- [Saved data entries]:
Issue #140, opened 2016-08-24
Default ASN is Not in Private Range


gmcquillan:
It's using 64511, where the private range begins at 64512 [1].

Value as seen in Etcd:

```
ip-10-139-4-50 ~ # etcdctl get /calico/bgp/v1/global/as_num
64511
```

From the RFC:

```
IANA has reserved, for Private Use, a contiguous block of 1023
Autonomous System numbers from the "16-bit Autonomous System Numbers"
registry, namely 64512 - 65534 inclusive.
```

Where this default value lies: 

https://github.com/projectcalico/libcalico/blob/d9fe4aa49dd193c313b481c2e5a138601e3b8b6e/calico_containers/pycalico/datastore.py#L95

1: https://tools.ietf.org/html/rfc6996

fasaxc:
It's not quite that bad: 64511 is in the "Reserved for use in documentation and sample code" block so it's not public either:

http://www.iana.org/assignments/as-numbers/as-numbers.xhtml

That said, I agree that we shouldn't be using an AS from that block since that's not what it's for.

gmcquillan:
Cool. I half expected that I was reading the RFC wrong. Cheers!

Thanks Shaun

caseydavenport:
This should be fixed in the latest beta, and will be included in Calico v2.0.0

PR #141, opened 2016-08-24
Move Default ASN Into Private 16 Bit Range.

gmcquillan:
This should help prevent any conflicts if any of these private clusters were to
become accessible directly from the internet.

Should resolve ticket #140.

### DIFF
--- a/calico_containers/pycalico/datastore.py
+++ b/calico_containers/pycalico/datastore.py
@@ -92,7 +92,7 @@ LOG_FILE_PATH_PATH = CONFIG_PATH + "LogFilePath"
 FELIX_REPORTING_INTERVAL_PATH = CONFIG_PATH + "ReportingIntervalSecs"
 
 # The default node AS number.
-DEFAULT_AS_NUM = 64511
+DEFAULT_AS_NUM = 64512
 
 # The default node mesh configuration.
 DEFAULT_NODE_MESH = {"enabled": True}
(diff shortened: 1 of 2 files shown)


matthewdupre:
Sorry it took so long for me to look at this!

I'm just thinking about the upgrade impact (make cluster with old version, then add a node with new version).  I'm reluctant to add a manual upgrade step; but I think it might not be needed.  With me to test (or you could if you like @gmcquillan ).

gmcquillan:
Yeah, that makes sense. It's a delicate thing. Seems to me that the safest upgrade path would be to make new nodes on a new ASN, and tell calico to peer them? I believe that'd result in a full mesh. I don't know if there'd be any major downsides, though.

matthewdupre:
@gunjan5 maybe we can fix this default value in 2.0?

robbrockbank:
Once the global value has been set by the calico/node image, it won't be modified again - so starting up a new node image with a different "starting" AS number will make no difference.  The global default is actually configurable, so if we went and changed it under peoples feet it would be a bad thing :-)

I think making this change should be fine - just requires docs updates, and a change to the libcalico-go to also use the new default.   The change to libcalico-go just changes what value the global default will be set to if a user "resets" the global default AS (which they can do using `calicoctl config unset`)

robbrockbank:
@gmcquillan :  Would it be possible to rebase this as it looks like there is now a merge conflict.

I'm good to press the button once that is done.

gunjan5:
We updated the default AS number to 64512 in the `2.0` release since it was a major release. PR: https://github.com/projectcalico/libcalico-go/pull/273 
I think we should close this PR now that the major change has been added to the latest release.

Re-open this PR if anyone thinks this should also be merged into the python versions.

- [DIRECTIONS]: Return all lines above that mention the word "projectcalico".

- [RESULT]:
https://github.com/projectcalico/libcalico/blob/d9fe4aa49dd193c313b481c2e5a138601e3b8b6e/calico_containers/pycalico/datastore.py#L95
We updated the default AS number to 64512 in the `2.0` release since it was a major release. PR: https://github.com/projectcalico/libcalico-go/pull/273 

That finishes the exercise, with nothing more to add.